WHAT THE EXERCISE ASKS — Copy the records below word for word. Stop after the line that contains "be silently overridden.**".

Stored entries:
^^^^^^^^
PR #424, opened 2026-09-15
fix(trackers): the path-truncation check measures the largest coordinate, like the endgame and the finiteness threshold (#404)

### LINKED ISSUE #404: Tracker and endgame path truncation disagree: independent defaults (1e5 vs configured) and different norms (2-norm vs infinity)
## Summary

There are two independent path-truncation thresholds — one on the tracker, one on the
endgame — and they disagree in **default value**, in **norm**, and in **configuration**.
Raising one does nothing to the other, so a caller who deliberately loosens the endgame's
ceiling still has paths killed earlier by the tracker's default.

```cpp
// tracker  -> SuccessCode::GoingToInfinity
// core/include/bertini2/trackers/base_tracker.hpp:503
if (GetSystem().DehomogenizePoint(std::get<Vec<ComplexT>>(current_space_)).norm()
        > path_truncation_threshold_)

// core/include/bertini2/trackers/base_tracker.hpp:621
NumErrorT path_truncation_threshold_ = 1e5;

// endgame  -> SuccessCode::SecurityMaxNormReached
// core/include/bertini2/endgames/powerseries.hpp:809
norm_of_dehom_of_latest_approx = this->GetSystem().InfinityNormOfDehomogenized(latest_approx);
if (this->BeyondSecurityMaxNorm(norm_of_dehom_of_latest_approx) && ...)
```

## The two defects

**1. The settings are independent, so the endgame's ceiling can be silently overridden.**
`Security::max_norm` is exposed and documented as the divergence-bailout knob, and a
caller who raises it reasonably expects large-but-finite endpoints to survive.  But the
tracker truncates first, on its own `path_truncation_threshold`, which that caller never
touched.  Measured in a client that deliberately set `max_norm = 1e14` (its default of
1e4 was truncating genuine large-but-finite endpoints): the tracker sat at 1e5
throughout, so the decision never took effect and the paths died as `GoingToInfinity`
rather than surviving.  The client's workaround is to set the tracker's threshold to the
same value at every solve — which suggests the library should be relating them itself.

**2. The two use different norms.**  The tracker uses `.norm()` — the Euclidean 2-norm —
while the endgame (and the finiteness classifier) use the infinity norm.  So "the same"
threshold means different things in the two places, and the discrepancy grows with the
number of coordinates: for an n-coordinate point the 2-norm can exceed the infinity norm
by up to sqrt(n), so the tracker is systematically the stricter of the two even when the
numbers are set equal.

## Suggested shapes

- Have the tracker's truncation derive from, or share configuration with, the endgame's
  security settings, so there is one knob with one meaning.  If they must stay separate
  (they do serve different phases), then at minimum make the relationship explicit and
  documented, and consider defaulting the tracker's to the endgame's value.
- Use the same norm in both.  The infinity norm looks like the right choice, matching
  `endpoint_finite_threshold` and `Security::max_norm`.

## Related

bertiniteam/b2#403 — both of these thresholds are also taken over the WHOLE dehomogenized
point, synthetic coordinates included, which is that issue's subject.  Noted here only
because a fix to either one should probably be aware of the other; the two issues are
otherwise independent, and this one stands even if every coordinate is natural.

ofloveandhate:
Closes #404, as narrowed by its own follow-up comment: the separate defaults for the tracker and
the endgame look intentional, so what remained was the norm mismatch.

## What was wrong

Three thresholds are meant to answer one question -- "is this point too large to be finite?" --
and two of them measured the largest coordinate (the infinity norm) while the third measured the
2-norm:

| where | what it measured |
|---|---|
| tracker, `CheckGoingToInfinity` against `path_truncation_threshold` | **2-norm** |
| endgame, `Security::max_norm` | infinity norm |
| post-processing, `endpoint_finite_threshold` | infinity norm |

So a path whose coordinates all stayed under `path_truncation_threshold` was truncated by the
tracker once `sqrt(n)` carried its 2-norm over the line -- with the default `1e5`, a
three-coordinate point at `8e4` each is truncated (2-norm `1.39e5`) although no coordinate is
anywhere near the threshold, and the endgame would not have flagged it. Bertini 1 measures the
largest coordinate.

## The fix

`base_tracker.hpp`: the truncation check uses `lpNorm<Eigen::Infinity>()` on the dehomogenized
point. One expression.

Riding along, because it is the same file and was flagged in #416: the `num_total_steps_taken_`
member was declared and reset but never incremented (`NumTotalStepsTaken()` already returns the
sum of successes and failures). Deleted.

## Test (C++, `fixed_precision_tracker_test.cpp`)

`truncation_threshold_applies_to_the_largest_coordinate`: a straight path in three variables to
`(8e4, 8e4, 8e4)` with threshold `1e5` now tracks to `Success` and lands on the endpoint (it was
`GoingToInfinity` before the fix); a path whose *largest* coordinate reaches `1.2e5` is still
truncated.


ofloveandhate (commented):
yep.  glad they're all using the same norm now.  caused confusion!!!

PR #218, opened 2018-09-03
ClusterLoader - Adding parallelism

krzysied:
Executing object operations (namespace x replicaIndex) in parallel.

### DIFF
--- a/clusterloader2/pkg/test/simple_test_executor.go
+++ b/clusterloader2/pkg/test/simple_test_executor.go
@@ -128,83 +128,88 @@ func (ste *simpleTestExecutor) ExecutePhase(ctx Context, phase *api.Phase) *util
 		return util.NewErrorList(fmt.Errorf("ticker creation error: %v", err))
 	}
 	defer ticker.Stop()
-	for _, nsName := range nsList {
-		instancesStates := make([]*state.InstancesState, 0)
-		// Updating state (DesiredReplicaCount) of every object in object bundle.
-		for j := range phase.ObjectBundle {
-			id, err := getIdentifier(ctx, &phase.ObjectBundle[j])
-			if err != nil {
-				errList.Append(err)
-				return errList
-			}
-			instances, exists := ctx.GetState().Get(nsName, id)
-			if !exists {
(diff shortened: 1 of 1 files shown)


clusterloader2/pkg/test/simple_test_executor.go
```diff
@@ -128,83 +128,88 @@ func (ste *simpleTestExecutor) ExecutePhase(ctx Context, phase *api.Phase) *util
...
-				} else if replicaIndex >= instancesStates[j].CurrentReplicaCount {
-					<-ticker.C
-					if objectErrList := ste.ExecuteObject(ctx, &phase.ObjectBundle[j], nsName, replicaIndex, CREATE_OBJECT); !objectErrList.IsEmpty() {
-						errList.Concat(objectErrList)
-						if isErrsCritical(objectErrList) {
-							return errList
+				})
+			}
+			// Handling for update/create objects.
+			for replicaCounter := int32(0); replicaCounter < phase.ReplicasPerNamespace; replicaCounter++ {
```
shyamjvs: It seems like you are introducing goroutines proportional to #namespaces x #replicas. This can be a really huge number of them and I'm not sure if you should have such uncontrolled parallelism. Instead, bound parallelism / fixed no. of workers is better IMO.

@wojtek-t - for thoughts

wojtek-t: go-routines is fairly cheap mechanism - it's completely fine to have thousands of them running at the same time.
Didn't look into the code, but assuming most of them are sleeping at any given point in time, that sounds fine to me.

shyamjvs: You're right. Since most of them would be blocked on timer channel at all times, that should be ok.

Couple of points though:

- I'm not sure if it makes sense to have more goroutines than our qps (which will be a bottleneck anyway)
- There is some small constant [memory overhead associated](https://stackoverflow.com/questions/8509152/max-number-of-goroutines) with each goroutine - about 4MB per 1000 goroutines - but we may be able to live with that

PR #219, opened 2018-09-03
ClusterLoader - Adding parallelism to wait_for_controlled_pods measurement

krzysied:
Making  wait_for_controlled_pods measurement be executed in parallel.

### DIFF
--- a/clusterloader2/pkg/measurement/common/wait_for_controlled_pods.go
+++ b/clusterloader2/pkg/measurement/common/wait_for_controlled_pods.go
@@ -23,6 +23,7 @@ package common
 
 import (
 	"fmt"
+	"sync/atomic"
 	"time"
 
 	"github.com/golang/glog"
@@ -32,6 +33,7 @@ import (
 	metav1 "k8s.io/apimachinery/pkg/apis/meta/v1"
 	"k8s.io/apimachinery/pkg/labels"
 	"k8s.io/apimachinery/pkg/runtime"
+	"k8s.io/apimachinery/pkg/util/wait"
 	clientset "k8s.io/client-go/kubernetes"
 	"k8s.io/perf-tests/clusterloader2/pkg/measurement"
 	"k8s.io/perf-tests/clusterloader2/pkg/util"
@@ -83,24 +85,39 @@ func (*waitForControlledPodsRunningMeasurement) Execute(config *measurement.Meas
 	if err != nil {
 		return summaries, err
 	}
-	runningRuntimeObjects := 0
-	for start := time.Now(); time.Since(start) < timeout; time.Sleep(defaultWaitForRCPodsInterval) {
-		if runningRuntimeObjects >= len(runtimeObjectsList) {
-			return summaries, nil
-		}
+	var wg wait.Group
+	errList := util.NewErrorList()
+	var runningRuntimeObjects int32
+	for objectCounter := 0; objectCounter < len(runtimeObjectsList); objectCounter++ {
+		objectIndex := objectCounter
+		wg.Start(func() {
+			if err := waitForRuntimeObject(config.ClientSet, runtimeObjectsList[objectIndex], timeout); err != nil {
+				errList.Append(fmt.Errorf("waiting for %v error: %v", kind, err))
+				return
+			}
 
-		if err := waitForRuntimeObject(config.ClientSet, runtimeObjectsList[runningRuntimeObjects], timeout-time.Since(start)); err != nil {
-			return summaries, fmt.Errorf("waiting for %v error: %v", kind, err)
-		}
-		runningRuntimeObjects++
-		if namespace == metav1.NamespaceAll {
-			glog.Infof("%s: %d / %d %ss with all pods running", waitForControlledPodsRunningName, runningRuntimeObjects, len(runtimeObjectsList), kind)
-		} else {
-			glog.Infof("%s: %v: %d / %d %ss with all pods running", waitForControlledPodsRunningName, namespace, runningRuntimeObjects, len(runtimeObjectsList), kind)
-		}
+			atomic.AddInt32(&runningRuntimeObjects, 1)
+			objName, err := getNameFromRuntimeObject(runtimeObjectsList[objectIndex])
+			if err != nil {
+				errList.Append(fmt.Errorf("reading object name error: %v", err))
+				return
+			}
+			objNamespace, err := getNamespaceFromRuntimeObject(runtimeObjectsList[objectIndex])
+			if err != nil {
+				errList.Append(fmt.Errorf("reading object namespace error: %v", err))
+				return
+			}
+			glog.Infof("%s: %s (%s) has all pods running", waitForControlledPodsRunningName, objName, objNamespace)
+		})
 	}
+	wg.Wait()
 
-	return summaries, fmt.Errorf("timeout while waiting for %ss to be running in namespace '%v' with labels '%v' and fields '%v' - only %d found running with all pods", kind, namespace, labelSelector, fieldSelector, runningRuntimeObjects)
+	if int(runningRuntimeObjects) == len(runtimeObjectsList) {
+		glog.Infof("%s: %d / %d %ss are running with all pods", waitForControlledPodsRunningName, runningRuntimeObjects, len(runtimeObjectsList), kind)
+		return summaries, nil
+	}
+	return summaries, fmt.Errorf("error while waiting for %ss to be running in namespace '%v' with labels '%v' and fields '%v' - only %d found running with all pods: %v",
+		kind, namespace, labelSelector, fieldSelector, runningRuntimeObjects, errList.String())
 }
 
 func waitForRuntimeObject(c clientset.Interface, obj runtime.Object, timeout time.Duration) error {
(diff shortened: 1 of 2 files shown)


clusterloader2/pkg/measurement/common/wait_for_controlled_pods.go
```diff
@@ -83,24 +85,35 @@ func (*waitForControlledPodsRunningMeasurement) Execute(config *measurement.Meas
...
-			glog.Infof("%s: %d / %d %ss with all pods running", waitForControlledPodsRunningName, runningRuntimeObjects, len(runtimeObjectsList), kind)
-		} else {
-			glog.Infof("%s: %v: %d / %d %ss with all pods running", waitForControlledPodsRunningName, namespace, runningRuntimeObjects, len(runtimeObjectsList), kind)
-		}
-	}
-
-	return summaries, fmt.Errorf("timeout while waiting for %ss to be running in namespace '%v' with labels '%v' and fields '%v' - only %d found running with all pods", kind, namespace, labelSelector, fieldSelector, runningRuntimeObjects)
+	for objectCouter := 0; objectCouter < len(runtimeObjectsList); objectCouter++ {
+		objectIndex := objectCouter
+		wg.Start(func() {
```
krzysied: @shyamjvs Assuming that we agree on approach for parallelism in #218, I will add the same solution here.

clusterloader2/pkg/measurement/common/wait_for_pods.go
```diff
@@ -91,10 +91,12 @@ func waitForPods(clientSet clientset.Interface, namespace, labelSelector, fieldS
 				runningPodsCount++
 			}
 		}
-		if namespace == metav1.NamespaceAll {
-			glog.Infof("WaitForRunningPods: running %d / %d", runningPodsCount, desiredPodCount)
-		} else {
-			glog.Infof("WaitForRunningPods: %s: running %d / %d", namespace, runningPodsCount, desiredPodCount)
+		if log {
```
shyamjvs: In general, we're using glog [verbosity](https://godoc.org/github.com/golang/glog#V) to control amount of logs to print - that precisely seems to be the use-case here. So I suggest removing this bool checks and just log those statements at appropriate verbosity (maybe V(4)?).

clusterloader2/pkg/measurement/common/wait_for_controlled_pods.go
```diff
@@ -83,24 +85,35 @@ func (*waitForControlledPodsRunningMeasurement) Execute(config *measurement.Meas
...
-		runningRuntimeObjects++
-		if namespace == metav1.NamespaceAll {
-			glog.Infof("%s: %d / %d %ss with all pods running", waitForControlledPodsRunningName, runningRuntimeObjects, len(runtimeObjectsList), kind)
-		} else {
-			glog.Infof("%s: %v: %d / %d %ss with all pods running", waitForControlledPodsRunningName, namespace, runningRuntimeObjects, len(runtimeObjectsList), kind)
-		}
-	}
-
-	return summaries, fmt.Errorf("timeout while waiting for %ss to be running in namespace '%v' with labels '%v' and fields '%v' - only %d found running with all pods", kind, namespace, labelSelector, fieldSelector, runningRuntimeObjects)
+	for objectCouter := 0; objectCouter < len(runtimeObjectsList); objectCouter++ {
```
shyamjvs: -> objectCounter (typo)

clusterloader2/pkg/measurement/common/wait_for_controlled_pods.go
```diff
@@ -83,24 +85,35 @@ func (*waitForControlledPodsRunningMeasurement) Execute(config *measurement.Meas
...
+		objectIndex := objectCouter
+		wg.Start(func() {
+			if err := waitForRuntimeObject(config.ClientSet, runtimeObjectsList[objectIndex], timeout); err != nil {
+				errList.Append(fmt.Errorf("waiting for %v error: %v", kind, err))
+				return
+			}
+
+			lock.Lock()
```
shyamjvs: Please use [atomic counters](https://gobyexample.com/atomic-counters) instead of manually managing all this locking.

krzysied: This lock is not only for runningRuntimeObjects variable, but also for logging.
I agree that if I remove the lock and use atomic counter, the runningRuntimeObjects will be calculated correctly. However, if I remove lock from logging part, it is possible that variable will change in a meantime. Potential can log same number of running objects multiple times.
WYT?

clusterloader2/pkg/measurement/common/wait_for_pods.go
krzysied: TBH, I wanted to disable log for `waitForPods` if it called by other measurement.
For example this function is called by `waitForControlledPodsRunningMeasurement` in parallel, so it will create many log entries and I'm not sure it those logs will be helpful.
I agree that verbosity can be applied here, but I'm not sure whether I want to remove the switch.
WYT?

clusterloader2/pkg/measurement/common/wait_for_controlled_pods.go
krzysied: Typo fixed.

clusterloader2/pkg/measurement/common/wait_for_controlled_pods.go
shyamjvs: You're right, but I don't think that's a big problem. You can for e.g fix the log by just printing the current RC instead of the count till then.

clusterloader2/pkg/measurement/common/wait_for_pods.go
shyamjvs: If you think those logs aren't really helpful, then you can remove it. If you're think they're helpful and there's no measurement wanting to turn it off, then there's no need to add such extra switch atm.

krzysied: The thing is that this log are or are not helpful depending on use case. For example:
- If we use `wait_for_pods` measurement, you have one group of pods you're waiting for. In this case, this logs are very helpful, cause it shows how this specific group becomes ready.
- If we use `wait_for_controlled_pod`, `waiting_for_pod` is just a subfunction. In this case we have many pod groups, so seeing the changes in every group (especially if it's in parallel) is not so helpful. IMHO  it's better to observer only number of controlling object being ready.

clusterloader2/pkg/measurement/common/wait_for_controlled_pods.go
krzysied: According to what we discussed offline, replaced lock with atomic counter.
Only name of a ready object is printed to log.

clusterloader2/pkg/measurement/common/wait_for_pods.go
```diff
@@ -91,10 +91,12 @@ func waitForPods(clientSet clientset.Interface, namespace, labelSelector, fieldS
...
+			if namespace == metav1.NamespaceAll {
+				glog.Infof("WaitForRunningPods: running %d / %d", runningPodsCount, desiredPodCount)
```
shyamjvs: IMO you should also include label and field selectors to the log. Otherwise they won't be much informative I think, when there are many calls to this function.

krzysied: I agree with you that we should be able to identify measurement.
IMHO I'm not sure that putting every parameter that function have to the log is the best option. Maybe we want to have logs like "<metric_type>(<metric_identifier>): <log text>"? We already provide identifiers in test definitions. WYT?

krzysied: Label selector and field selector added to the log.

clusterloader2/pkg/measurement/common/wait_for_controlled_pods.go
```diff
@@ -83,24 +85,39 @@ func (*waitForControlledPodsRunningMeasurement) Execute(config *measurement.Meas
...
+				return
+			}
+			glog.Infof("%s: %s (%s) has all pods running", waitForControlledPodsRunningName, objName, objNamespace)
+		})
 	}
+	wg.Wait()
 
-	return summaries, fmt.Errorf("timeout while waiting for %ss to be running in namespace '%v' with labels '%v' and fields '%v' - only %d found running with all pods", kind, namespace, labelSelector, fieldSelector, runningRuntimeObjects)
+	if int(runningRuntimeObjects) == len(runtimeObjectsList) {
+		glog.Infof("%s: %d / %d %ss are running with all pods", waitForControlledPodsRunningName, runningRuntimeObjects, runningRuntimeObjects, kind)
```
shyamjvs: Something seems wrong with this log. Why are you printing `runningRuntimeObjects` twice?

clusterloader2/pkg/measurement/common/wait_for_pods.go
shyamjvs: I'm ok with keeping it this way.

clusterloader2/pkg/measurement/common/wait_for_controlled_pods.go
krzysied: I've changed the second one to len(runtimeObjectsList).

PR #226, opened 2018-09-14
ClusterLoader -  Pod startup latency measurement

krzysied:


clusterloader2/pkg/measurement/util/pod_informer.go
```diff
@@ -0,0 +1,109 @@
...
+	metav1 "k8s.io/apimachinery/pkg/apis/meta/v1"
+	"k8s.io/apimachinery/pkg/runtime"
+	"k8s.io/apimachinery/pkg/watch"
+	clientset "k8s.io/client-go/kubernetes"
+	"k8s.io/client-go/tools/cache"
+)
+
+// PodInformer observes pods spcecified by given namespace, label selector and field selector.
+// There is an option to register callback for add and update pod event.
+type PodInformer struct {
```
shyamjvs: I think a big part of this file is just re-implementing [shared informers](https://github.com/kubernetes/kubernetes/blob/master/staging/src/k8s.io/client-go/tools/cache/shared_informer.go#L43). For e.g registering event handlers, starting/stopping the informer. You should try to use that instead.. It'll also easily let you do things like checking if the informer has synced.

shyamjvs: The only new part I see is setting the listwatcher based on namespace and label/field selectors.

clusterloader2/pkg/measurement/common/pod_startup_latency.go
```diff
@@ -0,0 +1,302 @@
...
+	clientset "k8s.io/client-go/kubernetes"
+	"k8s.io/client-go/tools/cache"
+	"k8s.io/perf-tests/clusterloader2/pkg/measurement"
+	measurementutil "k8s.io/perf-tests/clusterloader2/pkg/measurement/util"
+	"k8s.io/perf-tests/clusterloader2/pkg/util"
+)
+
+const (
+	podStartupLatencyMetricName = "PodStartupLatency"
+	syncTimeout                 = time.Minute
```
shyamjvs: Please use better name (like "informerSyncTimeout" or sth). This doesn't give much useful information.

clusterloader2/pkg/measurement/common/pod_startup_latency.go
```diff
@@ -0,0 +1,302 @@
...
+	resyncPeriod                = time.Second
```
shyamjvs: 1 second seems too less to me. I expect the resync period to be much higher (like 1 hour or sth).

@wojtek-t - Wdyt?

clusterloader2/pkg/measurement/common/pod_startup_latency.go
```diff
@@ -0,0 +1,302 @@
...
+	return &podStartupLatencyMeasurement{}
+}
+
+type podStartupLatencyMeasurement struct {
+	namespace     string
+	labelSelector string
+	fieldSelector string
+	informer      cache.SharedInformer
+	stopCh        chan struct{}
+	createTimes   map[string]map[string]metav1.Time
```
wojtek-t: IIUC this is map from namespace -> createTimes.

Do you want to allow for the same names across namespaces?
Then much easier would be to make the key of the form "namespace/name" [it's done in many places already, e.g. it's what informer cache is also doing].

MetaNamespaceKey (or sth like) that in tools/cache in client-go is what you're looking for

clusterloader2/pkg/measurement/common/pod_startup_latency.go
```diff
@@ -0,0 +1,302 @@
...
+	for _, event := range schedEvents.Items {
+		namespaceDict := getNamespaceDict(p.createTimes, event.InvolvedObject.Namespace)
+		if _, ok := namespaceDict[event.InvolvedObject.Name]; ok {
+			getNamespaceDict(p.scheduleTimes, event.InvolvedObject.Namespace)[event.InvolvedObject.Name] = event.FirstTimestamp
+		}
+	}
+	return nil
+}
+
+func checkPodFunc(p *podStartupLatencyMeasurement) func(interface{}) {
```
wojtek-t: this syntax is pretty strange - it should be method in podStartupLatencymeasurement.

clusterloader2/pkg/measurement/common/pod_startup_latency.go
```diff
@@ -0,0 +1,302 @@
...
+	p.createTimes = make(map[string]map[string]metav1.Time)
```
wojtek-t: initialize all of these in constructor instead.

clusterloader2/pkg/measurement/common/pod_startup_latency.go
```diff
@@ -0,0 +1,302 @@
...
+	perc50 := latencies[int(math.Ceil(float64(length*50)/100))-1]
+	perc90 := latencies[int(math.Ceil(float64(length*90)/100))-1]
+	perc99 := latencies[int(math.Ceil(float64(length*99)/100))-1]
+	return measurementutil.LatencyMetric{Perc50: perc50, Perc90: perc90, Perc99: perc99}
+}
+
+func latencyToPerfData(l measurementutil.LatencyMetric, name string) measurementutil.DataItem {
+	return measurementutil.DataItem{
+		Data: map[string]float64{
+			"Perc50": float64(l.Perc50) / 1000000, // us -> ms
```
wojtek-t: us -> ms - would be 1000

it's probably ns -> ms, right?

krzysied: You are right. Fixed.

clusterloader2/pkg/measurement/common/pod_startup_latency.go
krzysied: Done.

clusterloader2/pkg/measurement/common/pod_startup_latency.go
krzysied: Done.

clusterloader2/pkg/measurement/common/pod_startup_latency.go
krzysied: Changed to "namespace/name".

clusterloader2/pkg/measurement/common/pod_startup_latency.go
```diff
@@ -0,0 +1,302 @@
...
+			checkPod(newObj)
+		},
+	})
+
+	go p.informer.Run(p.stopCh)
+	timeoutCh := make(chan struct{})
+	timeoutTimer := time.AfterFunc(syncTimeout, func() {
+		close(timeoutCh)
+	})
+	defer timeoutTimer.Stop()
```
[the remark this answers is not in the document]
krzysied: It just a timer to create the timeout signal. The defer part is to stop the timer, if informer synced before the timeout.

clusterloader2/pkg/measurement/common/pod_startup_latency.go
krzysied: I thought that resync is needed to update the newly detected objects. It turned out that this resync is full resync, so it is not needed.
Resync removed.

clusterloader2/pkg/measurement/common/pod_startup_latency.go
```diff
@@ -0,0 +1,296 @@
...
+	if !cache.WaitForCacheSync(timeoutCh, p.informer.HasSynced) {
+		return fmt.Errorf("timed out waiting for caches to sync")
+	}
+	return nil
+}
+
+func (p *podStartupLatencyMeasurement) gather(c clientset.Interface) ([]measurement.Summary, error) {
+	glog.Infof("Gathering pod startup latency measurement...")
+	if p.informer == nil || p.stopCh == nil {
```
wojtek-t: This assumes that there is no concurrency.

Is that true, that we don't support that (if so, we should be pretty clear in some comemnts/docs).
If not, we should probably add a lock.

clusterloader2/pkg/measurement/common/pod_startup_latency.go
```diff
@@ -0,0 +1,296 @@
...
+		"involvedObject.kind": "Pod",
+		"source":              corev1.DefaultSchedulerName,
+	}.AsSelector().String()
+	options := metav1.ListOptions{FieldSelector: selector}
+	schedEvents, err := c.CoreV1().Events(p.namespace).List(options)
+	if err != nil {
+		return err
+	}
+	for _, event := range schedEvents.Items {
+		key := createMetaNamespaceKey(event.InvolvedObject.Namespace, event.InvolvedObject.Name)
```
wojtek-t: Instead of creating a dedicated function, use:
cache.MetaNamespaceKeyFunc

clusterloader2/pkg/measurement/common/pod_startup_latency.go
```diff
@@ -0,0 +1,296 @@
...
+		if _, ok := p.createTimes[key]; ok {
+			p.scheduleTimes[key] = event.FirstTimestamp
+		}
+	}
+	return nil
+}
+
+func (p *podStartupLatencyMeasurement) checkPodFunc() func(interface{}) {
+	var mutex sync.Mutex
```
wojtek-t: Why do you put this mutex here - it seems strange.

In general, you're trying to protect maps of p, so it should be mutex at the p level.

clusterloader2/pkg/measurement/common/pod_startup_latency.go
krzysied: The problem is that event.InvolvedObject doesn't have meta, so the MetaNamespaceKeyFunc will not work.

clusterloader2/pkg/measurement/common/pod_startup_latency.go
krzysied: Done.

clusterloader2/pkg/measurement/common/pod_startup_latency.go
krzysied: I pretty sure that we don't want to have concurrency for the measurements. I will mention it in README.

krzysied:
@wojtek-t PTAL

clusterloader2/pkg/measurement/common/pod_startup_latency.go
wojtek-t: This should be mentioned also in this file (next to struct definition or its initialization or sth like that)

clusterloader2/pkg/measurement/common/pod_startup_latency.go
```diff
@@ -0,0 +1,293 @@
...
+
+	close(p.stopCh)
+	if err := p.gatherScheduleTimes(c); err != nil {
+		return []measurement.Summary{}, err
+	}
+	for key, create := range p.createTimes {
+		sched, ok := p.scheduleTimes[key]
+		if !ok {
+			glog.Infof("Failed to find schedule time for %v", key)
+			continue
```
wojtek-t: This is tricky.
If there is pod that stuck in scheduling, starting, being reported etc., this will simply ignore it.
This is wrong - we should ignore them.

Maybe it's fine to not have it as part of histogram (though it's also not obvious to me), but at the very least, we should fail the test (well not immediately, but ensure that the test will fail), if there are more than X% of missed observations.

clusterloader2/pkg/measurement/common/pod_startup_latency.go
```diff
@@ -0,0 +1,293 @@
...
+	case "gather":
+		return p.gather(config.ClientSet)
+	default:
+		return summaries, fmt.Errorf("unknown action %v", action)
+	}
+
+}
+
+func (p *podStartupLatencyMeasurement) start(c clientset.Interface) error {
+	glog.Infof("Starting pod startup latency measurement...")
```
wojtek-t: You should check if it wasn't already started before.

clusterloader2/pkg/measurement/common/pod_startup_latency.go
krzysied: Done.
Measurement will verify if >= 99% pods were successfully scheduled.

clusterloader2/pkg/measurement/common/pod_startup_latency.go
krzysied: Done.

krzysied:
@wojtek-t PTAL

clusterloader2/pkg/measurement/common/pod_startup_latency.go
```diff
@@ -0,0 +1,305 @@
...
+	createTimes   map[string]metav1.Time
+	scheduleTimes map[string]metav1.Time
+	runTimes      map[string]metav1.Time
+	watchTimes    map[string]metav1.Time
+}
+
+// Execute supports two actions:
+// - start - Starts to observe pods and pods events.
+// - gather - Gathers and prints current pod latency data.
+// This measurment doesn't support concurrency. Multiple calls to this measurement
```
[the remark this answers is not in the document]
krzysied: Done.

clusterloader2/pkg/measurement/common/pod_startup_latency.go
```diff
@@ -0,0 +1,305 @@
...
+	defer timeoutTimer.Stop()
+	if !cache.WaitForCacheSync(timeoutCh, p.informer.HasSynced) {
+		return fmt.Errorf("timed out waiting for caches to sync")
+	}
+	return nil
+}
+
+func (p *podStartupLatencyMeasurement) gather(c clientset.Interface) ([]measurement.Summary, error) {
+	glog.Infof("%v: gathering pod startup latency measurement...", podStartupLatencyMetricName)
+	if p.informer == nil || p.stopCh == nil {
```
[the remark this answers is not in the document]
krzysied: Done.
I've also added check for closed channel (line 150) - I don't want this measurement to panic.

clusterloader2/pkg/util/util.go
```diff
@@ -217,3 +217,14 @@ func CopyMap(src, dest map[string]interface{}) {
 		dest[k] = v
 	}
 }
+
+// IsChannelClosed returns true if given channel is closed.
+func IsChannelClosed(ch <-chan struct{}) bool {
+	select {
+	case <-ch:
```
wojtek-t: This isn't correct - if the channel is open but something is writing to it (or something is already buffered) it will also return true. But channel is not closed.
It's not really possible to check it efficiently.

Let's just remove it and assume channel is not closed - this class is not thread-safe anyway.

krzysied: Removed.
^^^^^^^^
ANSWER SPACE —
PR #424, opened 2026-09-15
fix(trackers): the path-truncation check measures the largest coordinate, like the endgame and the finiteness threshold (#404)

### LINKED ISSUE #404: Tracker and endgame path truncation disagree: independent defaults (1e5 vs configured) and different norms (2-norm vs infinity)
## Summary

There are two independent path-truncation thresholds — one on the tracker, one on the
endgame — and they disagree in **default value**, in **norm**, and in **configuration**.
Raising one does nothing to the other, so a caller who deliberately loosens the endgame's
ceiling still has paths killed earlier by the tracker's default.

```cpp
// tracker  -> SuccessCode::GoingToInfinity
// core/include/bertini2/trackers/base_tracker.hpp:503
if (GetSystem().DehomogenizePoint(std::get<Vec<ComplexT>>(current_space_)).norm()
        > path_truncation_threshold_)

// core/include/bertini2/trackers/base_tracker.hpp:621
NumErrorT path_truncation_threshold_ = 1e5;

// endgame  -> SuccessCode::SecurityMaxNormReached
// core/include/bertini2/endgames/powerseries.hpp:809
norm_of_dehom_of_latest_approx = this->GetSystem().InfinityNormOfDehomogenized(latest_approx);
if (this->BeyondSecurityMaxNorm(norm_of_dehom_of_latest_approx) && ...)
```

## The two defects

**1. The settings are independent, so the endgame's ceiling can be silently overridden.**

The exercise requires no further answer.